• _What is needed_:
Reproduce the entries shown below only from the line with "Issue #1462, opened 2019-05-07" down to the line with "williamcroberts: put this in the enum", keeping both end lines and copying each one exactly.

^^^^

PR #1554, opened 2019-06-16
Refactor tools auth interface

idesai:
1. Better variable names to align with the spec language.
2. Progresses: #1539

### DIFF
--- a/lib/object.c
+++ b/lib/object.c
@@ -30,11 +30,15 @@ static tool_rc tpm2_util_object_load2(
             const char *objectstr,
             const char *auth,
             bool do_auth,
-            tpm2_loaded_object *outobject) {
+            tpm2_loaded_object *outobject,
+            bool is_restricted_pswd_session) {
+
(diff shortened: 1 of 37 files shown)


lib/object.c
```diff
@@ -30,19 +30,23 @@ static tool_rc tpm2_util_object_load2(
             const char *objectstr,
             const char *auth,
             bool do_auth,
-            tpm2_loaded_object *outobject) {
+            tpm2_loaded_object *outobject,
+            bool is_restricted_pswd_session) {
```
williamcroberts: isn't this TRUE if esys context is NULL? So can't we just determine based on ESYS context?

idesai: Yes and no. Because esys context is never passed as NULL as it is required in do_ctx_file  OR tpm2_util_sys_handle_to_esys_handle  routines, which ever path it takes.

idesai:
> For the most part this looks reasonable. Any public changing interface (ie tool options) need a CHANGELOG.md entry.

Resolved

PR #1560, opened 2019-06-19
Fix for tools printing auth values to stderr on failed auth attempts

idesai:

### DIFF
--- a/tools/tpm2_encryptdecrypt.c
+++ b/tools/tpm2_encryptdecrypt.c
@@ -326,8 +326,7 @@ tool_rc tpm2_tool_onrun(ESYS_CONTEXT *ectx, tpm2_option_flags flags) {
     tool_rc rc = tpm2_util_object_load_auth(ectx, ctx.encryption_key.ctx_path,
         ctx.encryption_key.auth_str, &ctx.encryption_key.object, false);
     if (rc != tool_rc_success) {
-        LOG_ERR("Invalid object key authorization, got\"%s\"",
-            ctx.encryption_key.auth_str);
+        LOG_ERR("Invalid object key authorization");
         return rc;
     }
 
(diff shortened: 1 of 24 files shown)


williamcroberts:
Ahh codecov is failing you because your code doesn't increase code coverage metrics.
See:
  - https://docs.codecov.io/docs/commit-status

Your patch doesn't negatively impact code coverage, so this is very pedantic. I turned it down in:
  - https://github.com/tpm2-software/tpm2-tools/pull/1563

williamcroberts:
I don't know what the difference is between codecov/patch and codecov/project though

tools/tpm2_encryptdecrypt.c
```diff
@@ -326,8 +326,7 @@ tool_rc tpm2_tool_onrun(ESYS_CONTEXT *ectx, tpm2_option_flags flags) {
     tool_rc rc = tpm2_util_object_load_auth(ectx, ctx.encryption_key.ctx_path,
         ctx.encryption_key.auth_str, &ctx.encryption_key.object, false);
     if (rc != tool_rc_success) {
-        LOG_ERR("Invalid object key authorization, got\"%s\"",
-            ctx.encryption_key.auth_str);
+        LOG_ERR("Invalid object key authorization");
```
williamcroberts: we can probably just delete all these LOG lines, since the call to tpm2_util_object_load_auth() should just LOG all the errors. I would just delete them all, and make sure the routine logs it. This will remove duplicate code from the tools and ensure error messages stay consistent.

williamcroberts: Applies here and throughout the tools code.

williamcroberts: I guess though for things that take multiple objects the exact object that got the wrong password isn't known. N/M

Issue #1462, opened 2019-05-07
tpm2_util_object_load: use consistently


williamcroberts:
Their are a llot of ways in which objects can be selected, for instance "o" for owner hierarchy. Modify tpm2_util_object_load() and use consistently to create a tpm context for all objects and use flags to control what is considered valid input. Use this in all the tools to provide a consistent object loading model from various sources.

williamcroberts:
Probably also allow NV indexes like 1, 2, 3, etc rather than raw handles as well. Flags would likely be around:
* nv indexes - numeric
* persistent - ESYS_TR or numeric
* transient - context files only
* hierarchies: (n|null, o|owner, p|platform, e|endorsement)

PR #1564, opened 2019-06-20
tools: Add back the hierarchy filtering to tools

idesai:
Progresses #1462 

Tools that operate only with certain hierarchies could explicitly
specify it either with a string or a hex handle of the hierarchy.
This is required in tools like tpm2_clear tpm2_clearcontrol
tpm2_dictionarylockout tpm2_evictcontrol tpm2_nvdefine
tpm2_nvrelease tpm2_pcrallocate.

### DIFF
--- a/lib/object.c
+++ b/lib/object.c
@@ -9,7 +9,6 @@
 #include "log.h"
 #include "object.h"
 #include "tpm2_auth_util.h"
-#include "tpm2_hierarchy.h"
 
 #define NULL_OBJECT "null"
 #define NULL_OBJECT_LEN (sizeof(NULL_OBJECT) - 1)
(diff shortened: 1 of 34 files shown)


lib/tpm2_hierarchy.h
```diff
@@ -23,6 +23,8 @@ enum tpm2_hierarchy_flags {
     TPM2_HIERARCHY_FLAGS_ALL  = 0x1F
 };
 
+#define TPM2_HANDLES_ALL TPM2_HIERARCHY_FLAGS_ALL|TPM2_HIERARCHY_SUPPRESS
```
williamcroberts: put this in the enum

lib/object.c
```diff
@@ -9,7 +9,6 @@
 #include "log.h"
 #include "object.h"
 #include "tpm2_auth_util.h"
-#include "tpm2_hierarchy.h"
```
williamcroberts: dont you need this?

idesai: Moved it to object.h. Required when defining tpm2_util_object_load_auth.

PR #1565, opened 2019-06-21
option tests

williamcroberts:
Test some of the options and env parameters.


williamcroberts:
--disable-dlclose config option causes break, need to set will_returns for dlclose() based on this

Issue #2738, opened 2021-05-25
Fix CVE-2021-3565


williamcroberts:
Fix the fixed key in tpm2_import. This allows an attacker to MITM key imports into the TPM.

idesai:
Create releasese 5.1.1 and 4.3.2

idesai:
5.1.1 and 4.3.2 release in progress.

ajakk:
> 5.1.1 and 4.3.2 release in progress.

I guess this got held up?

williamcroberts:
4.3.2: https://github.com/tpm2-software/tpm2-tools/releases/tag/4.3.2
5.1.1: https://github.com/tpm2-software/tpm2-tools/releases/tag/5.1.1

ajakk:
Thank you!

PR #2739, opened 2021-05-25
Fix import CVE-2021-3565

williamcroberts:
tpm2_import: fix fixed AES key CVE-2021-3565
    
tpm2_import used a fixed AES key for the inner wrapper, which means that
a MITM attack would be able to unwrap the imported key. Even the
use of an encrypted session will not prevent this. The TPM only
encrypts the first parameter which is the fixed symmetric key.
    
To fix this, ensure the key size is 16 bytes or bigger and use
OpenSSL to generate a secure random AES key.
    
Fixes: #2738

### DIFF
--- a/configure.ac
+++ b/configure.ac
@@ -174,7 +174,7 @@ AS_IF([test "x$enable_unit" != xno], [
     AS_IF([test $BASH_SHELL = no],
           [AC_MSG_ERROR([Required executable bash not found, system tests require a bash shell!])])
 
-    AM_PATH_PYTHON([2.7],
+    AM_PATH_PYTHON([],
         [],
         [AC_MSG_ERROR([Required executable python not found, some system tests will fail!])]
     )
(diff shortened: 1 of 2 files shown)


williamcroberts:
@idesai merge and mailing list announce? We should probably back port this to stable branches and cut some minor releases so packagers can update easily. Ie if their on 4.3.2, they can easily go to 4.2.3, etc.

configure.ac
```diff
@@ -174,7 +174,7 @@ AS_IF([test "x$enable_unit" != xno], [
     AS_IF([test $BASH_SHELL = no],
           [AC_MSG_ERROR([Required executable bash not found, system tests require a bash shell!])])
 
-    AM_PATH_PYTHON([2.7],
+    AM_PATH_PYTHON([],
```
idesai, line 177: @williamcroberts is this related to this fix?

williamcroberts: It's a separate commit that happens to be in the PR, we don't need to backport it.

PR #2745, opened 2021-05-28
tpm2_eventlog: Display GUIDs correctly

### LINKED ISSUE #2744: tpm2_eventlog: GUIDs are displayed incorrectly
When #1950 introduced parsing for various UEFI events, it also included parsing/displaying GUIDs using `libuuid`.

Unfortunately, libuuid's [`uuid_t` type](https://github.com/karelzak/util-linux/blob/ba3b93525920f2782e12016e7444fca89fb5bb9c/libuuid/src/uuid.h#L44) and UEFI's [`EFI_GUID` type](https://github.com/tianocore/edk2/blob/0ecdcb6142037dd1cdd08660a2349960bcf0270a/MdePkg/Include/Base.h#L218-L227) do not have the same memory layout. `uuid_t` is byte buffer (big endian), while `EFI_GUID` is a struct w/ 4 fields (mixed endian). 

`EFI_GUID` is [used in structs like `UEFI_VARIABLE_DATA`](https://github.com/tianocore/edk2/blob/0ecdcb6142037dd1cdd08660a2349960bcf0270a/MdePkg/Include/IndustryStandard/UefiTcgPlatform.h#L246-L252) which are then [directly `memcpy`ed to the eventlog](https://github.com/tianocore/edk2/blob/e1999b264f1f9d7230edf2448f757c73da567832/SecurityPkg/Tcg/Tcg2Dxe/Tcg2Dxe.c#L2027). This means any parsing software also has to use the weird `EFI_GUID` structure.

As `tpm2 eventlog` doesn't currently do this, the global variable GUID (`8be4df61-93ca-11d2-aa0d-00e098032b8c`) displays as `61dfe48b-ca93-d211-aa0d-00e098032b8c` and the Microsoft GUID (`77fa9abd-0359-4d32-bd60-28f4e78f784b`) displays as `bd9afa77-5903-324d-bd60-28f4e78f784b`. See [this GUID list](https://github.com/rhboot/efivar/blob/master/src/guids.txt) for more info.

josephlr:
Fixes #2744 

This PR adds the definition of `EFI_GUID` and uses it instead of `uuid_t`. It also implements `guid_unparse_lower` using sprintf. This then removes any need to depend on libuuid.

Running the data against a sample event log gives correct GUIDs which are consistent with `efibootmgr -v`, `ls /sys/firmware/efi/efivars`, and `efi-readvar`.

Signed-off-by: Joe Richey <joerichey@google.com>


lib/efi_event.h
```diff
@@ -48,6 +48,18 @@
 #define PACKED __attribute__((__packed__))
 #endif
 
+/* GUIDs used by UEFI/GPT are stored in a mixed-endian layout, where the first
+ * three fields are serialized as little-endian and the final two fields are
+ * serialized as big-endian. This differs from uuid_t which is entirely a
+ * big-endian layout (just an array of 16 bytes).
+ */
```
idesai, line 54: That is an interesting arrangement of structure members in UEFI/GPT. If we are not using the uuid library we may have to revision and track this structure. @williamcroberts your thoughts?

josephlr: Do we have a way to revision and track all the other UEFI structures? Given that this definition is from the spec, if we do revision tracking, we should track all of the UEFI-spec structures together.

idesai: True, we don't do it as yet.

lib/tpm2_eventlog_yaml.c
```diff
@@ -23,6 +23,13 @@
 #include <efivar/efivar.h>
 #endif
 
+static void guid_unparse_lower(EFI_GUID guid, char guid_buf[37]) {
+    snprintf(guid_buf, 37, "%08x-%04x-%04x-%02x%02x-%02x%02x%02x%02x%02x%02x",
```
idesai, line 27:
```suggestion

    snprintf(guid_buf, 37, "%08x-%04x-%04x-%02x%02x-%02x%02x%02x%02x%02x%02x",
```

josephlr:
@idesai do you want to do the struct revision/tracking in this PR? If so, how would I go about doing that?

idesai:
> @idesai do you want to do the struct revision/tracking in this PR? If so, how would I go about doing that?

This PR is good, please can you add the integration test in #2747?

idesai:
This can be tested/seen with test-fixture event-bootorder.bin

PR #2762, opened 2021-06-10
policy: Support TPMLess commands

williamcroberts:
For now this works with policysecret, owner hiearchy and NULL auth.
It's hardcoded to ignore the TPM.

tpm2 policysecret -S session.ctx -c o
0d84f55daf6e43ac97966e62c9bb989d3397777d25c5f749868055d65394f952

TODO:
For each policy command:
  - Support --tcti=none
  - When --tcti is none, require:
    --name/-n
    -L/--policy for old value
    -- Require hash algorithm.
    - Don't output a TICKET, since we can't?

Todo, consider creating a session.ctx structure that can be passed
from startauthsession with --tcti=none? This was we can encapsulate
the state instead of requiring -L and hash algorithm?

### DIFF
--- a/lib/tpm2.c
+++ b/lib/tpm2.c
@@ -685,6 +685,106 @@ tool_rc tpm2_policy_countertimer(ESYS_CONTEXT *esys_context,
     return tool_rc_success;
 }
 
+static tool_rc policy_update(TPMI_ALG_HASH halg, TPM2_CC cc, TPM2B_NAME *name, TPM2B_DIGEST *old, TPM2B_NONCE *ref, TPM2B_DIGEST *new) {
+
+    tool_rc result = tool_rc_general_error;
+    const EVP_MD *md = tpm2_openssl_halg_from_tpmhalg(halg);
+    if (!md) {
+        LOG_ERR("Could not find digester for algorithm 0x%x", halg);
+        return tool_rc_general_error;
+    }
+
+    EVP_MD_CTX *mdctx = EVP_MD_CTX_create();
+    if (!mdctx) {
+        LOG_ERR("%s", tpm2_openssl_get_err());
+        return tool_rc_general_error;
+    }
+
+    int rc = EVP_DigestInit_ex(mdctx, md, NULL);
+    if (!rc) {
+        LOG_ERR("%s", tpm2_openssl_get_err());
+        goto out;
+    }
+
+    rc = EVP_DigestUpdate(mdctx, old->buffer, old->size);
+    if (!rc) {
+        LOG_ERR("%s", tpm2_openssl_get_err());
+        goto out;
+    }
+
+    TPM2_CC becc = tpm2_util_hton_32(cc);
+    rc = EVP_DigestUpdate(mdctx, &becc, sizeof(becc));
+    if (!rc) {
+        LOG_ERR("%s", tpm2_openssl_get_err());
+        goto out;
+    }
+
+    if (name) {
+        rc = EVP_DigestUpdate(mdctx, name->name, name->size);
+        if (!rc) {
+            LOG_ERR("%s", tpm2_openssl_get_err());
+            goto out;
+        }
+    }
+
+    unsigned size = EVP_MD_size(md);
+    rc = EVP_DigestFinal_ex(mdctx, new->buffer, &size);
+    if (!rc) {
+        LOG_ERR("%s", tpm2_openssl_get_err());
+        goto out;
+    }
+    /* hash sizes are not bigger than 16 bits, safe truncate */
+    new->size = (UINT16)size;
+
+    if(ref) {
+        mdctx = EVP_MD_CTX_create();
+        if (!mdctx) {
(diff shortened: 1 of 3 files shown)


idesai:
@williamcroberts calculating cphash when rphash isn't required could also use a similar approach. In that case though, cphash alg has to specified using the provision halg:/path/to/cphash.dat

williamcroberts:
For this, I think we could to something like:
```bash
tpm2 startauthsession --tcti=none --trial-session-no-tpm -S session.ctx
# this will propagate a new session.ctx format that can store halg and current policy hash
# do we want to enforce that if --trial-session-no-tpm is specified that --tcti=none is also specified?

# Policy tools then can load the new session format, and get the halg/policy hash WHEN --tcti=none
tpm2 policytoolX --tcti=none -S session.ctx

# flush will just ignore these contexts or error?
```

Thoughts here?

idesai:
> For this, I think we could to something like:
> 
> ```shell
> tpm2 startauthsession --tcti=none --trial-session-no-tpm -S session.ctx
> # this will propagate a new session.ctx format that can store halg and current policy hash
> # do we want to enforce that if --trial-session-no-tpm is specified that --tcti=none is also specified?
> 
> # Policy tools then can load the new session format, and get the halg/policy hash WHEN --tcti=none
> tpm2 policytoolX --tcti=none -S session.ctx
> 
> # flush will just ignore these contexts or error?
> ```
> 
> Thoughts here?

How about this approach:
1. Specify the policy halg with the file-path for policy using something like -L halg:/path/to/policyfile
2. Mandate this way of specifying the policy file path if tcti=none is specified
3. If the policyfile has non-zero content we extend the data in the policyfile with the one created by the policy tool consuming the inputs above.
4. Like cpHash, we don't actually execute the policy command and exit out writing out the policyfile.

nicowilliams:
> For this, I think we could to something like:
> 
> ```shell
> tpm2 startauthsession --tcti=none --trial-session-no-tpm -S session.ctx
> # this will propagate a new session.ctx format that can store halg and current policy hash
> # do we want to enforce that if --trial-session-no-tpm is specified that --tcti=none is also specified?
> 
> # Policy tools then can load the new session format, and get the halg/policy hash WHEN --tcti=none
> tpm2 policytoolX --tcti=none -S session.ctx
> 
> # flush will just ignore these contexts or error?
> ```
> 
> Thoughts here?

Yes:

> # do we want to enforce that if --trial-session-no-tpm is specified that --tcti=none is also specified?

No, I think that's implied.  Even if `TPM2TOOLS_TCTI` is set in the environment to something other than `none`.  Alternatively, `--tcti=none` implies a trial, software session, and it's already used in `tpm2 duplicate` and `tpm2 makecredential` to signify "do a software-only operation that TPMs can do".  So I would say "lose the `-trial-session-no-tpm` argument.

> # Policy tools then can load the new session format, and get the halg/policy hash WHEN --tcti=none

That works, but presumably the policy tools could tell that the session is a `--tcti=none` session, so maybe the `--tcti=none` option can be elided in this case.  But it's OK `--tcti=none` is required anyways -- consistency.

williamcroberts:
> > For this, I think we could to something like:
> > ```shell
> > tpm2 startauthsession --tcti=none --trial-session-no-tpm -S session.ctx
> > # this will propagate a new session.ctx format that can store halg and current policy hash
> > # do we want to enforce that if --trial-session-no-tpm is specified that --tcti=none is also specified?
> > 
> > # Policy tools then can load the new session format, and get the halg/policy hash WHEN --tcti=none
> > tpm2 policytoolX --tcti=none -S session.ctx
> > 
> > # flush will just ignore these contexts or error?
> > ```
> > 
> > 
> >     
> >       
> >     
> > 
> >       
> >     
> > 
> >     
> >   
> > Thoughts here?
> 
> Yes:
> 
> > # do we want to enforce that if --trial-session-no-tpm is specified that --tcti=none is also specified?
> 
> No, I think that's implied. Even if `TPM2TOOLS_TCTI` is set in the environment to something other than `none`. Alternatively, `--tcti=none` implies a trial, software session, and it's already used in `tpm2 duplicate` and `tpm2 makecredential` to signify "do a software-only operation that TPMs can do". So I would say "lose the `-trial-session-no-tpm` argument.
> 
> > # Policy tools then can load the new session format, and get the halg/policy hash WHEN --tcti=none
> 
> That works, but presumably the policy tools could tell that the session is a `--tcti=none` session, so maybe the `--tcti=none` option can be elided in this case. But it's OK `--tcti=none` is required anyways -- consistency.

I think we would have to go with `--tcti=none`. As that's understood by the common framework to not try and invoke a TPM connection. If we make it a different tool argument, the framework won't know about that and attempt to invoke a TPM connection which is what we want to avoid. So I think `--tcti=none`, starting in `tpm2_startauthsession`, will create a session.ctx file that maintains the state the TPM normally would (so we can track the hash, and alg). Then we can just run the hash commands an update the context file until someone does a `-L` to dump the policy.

^^^^

• _Completed task_:
Issue #1462, opened 2019-05-07
tpm2_util_object_load: use consistently


williamcroberts:
Their are a llot of ways in which objects can be selected, for instance "o" for owner hierarchy. Modify tpm2_util_object_load() and use consistently to create a tpm context for all objects and use flags to control what is considered valid input. Use this in all the tools to provide a consistent object loading model from various sources.

williamcroberts:
Probably also allow NV indexes like 1, 2, 3, etc rather than raw handles as well. Flags would likely be around:
* nv indexes - numeric
* persistent - ESYS_TR or numeric
* transient - context files only
* hierarchies: (n|null, o|owner, p|platform, e|endorsement)

PR #1564, opened 2019-06-20
tools: Add back the hierarchy filtering to tools

idesai:
Progresses #1462 

Tools that operate only with certain hierarchies could explicitly
specify it either with a string or a hex handle of the hierarchy.
This is required in tools like tpm2_clear tpm2_clearcontrol
tpm2_dictionarylockout tpm2_evictcontrol tpm2_nvdefine
tpm2_nvrelease tpm2_pcrallocate.

### DIFF
--- a/lib/object.c
+++ b/lib/object.c
@@ -9,7 +9,6 @@
 #include "log.h"
 #include "object.h"
 #include "tpm2_auth_util.h"
-#include "tpm2_hierarchy.h"
 
 #define NULL_OBJECT "null"
 #define NULL_OBJECT_LEN (sizeof(NULL_OBJECT) - 1)
(diff shortened: 1 of 34 files shown)


lib/tpm2_hierarchy.h
```diff
@@ -23,6 +23,8 @@ enum tpm2_hierarchy_flags {
     TPM2_HIERARCHY_FLAGS_ALL  = 0x1F
 };
 
+#define TPM2_HANDLES_ALL TPM2_HIERARCHY_FLAGS_ALL|TPM2_HIERARCHY_SUPPRESS
```
williamcroberts: put this in the enum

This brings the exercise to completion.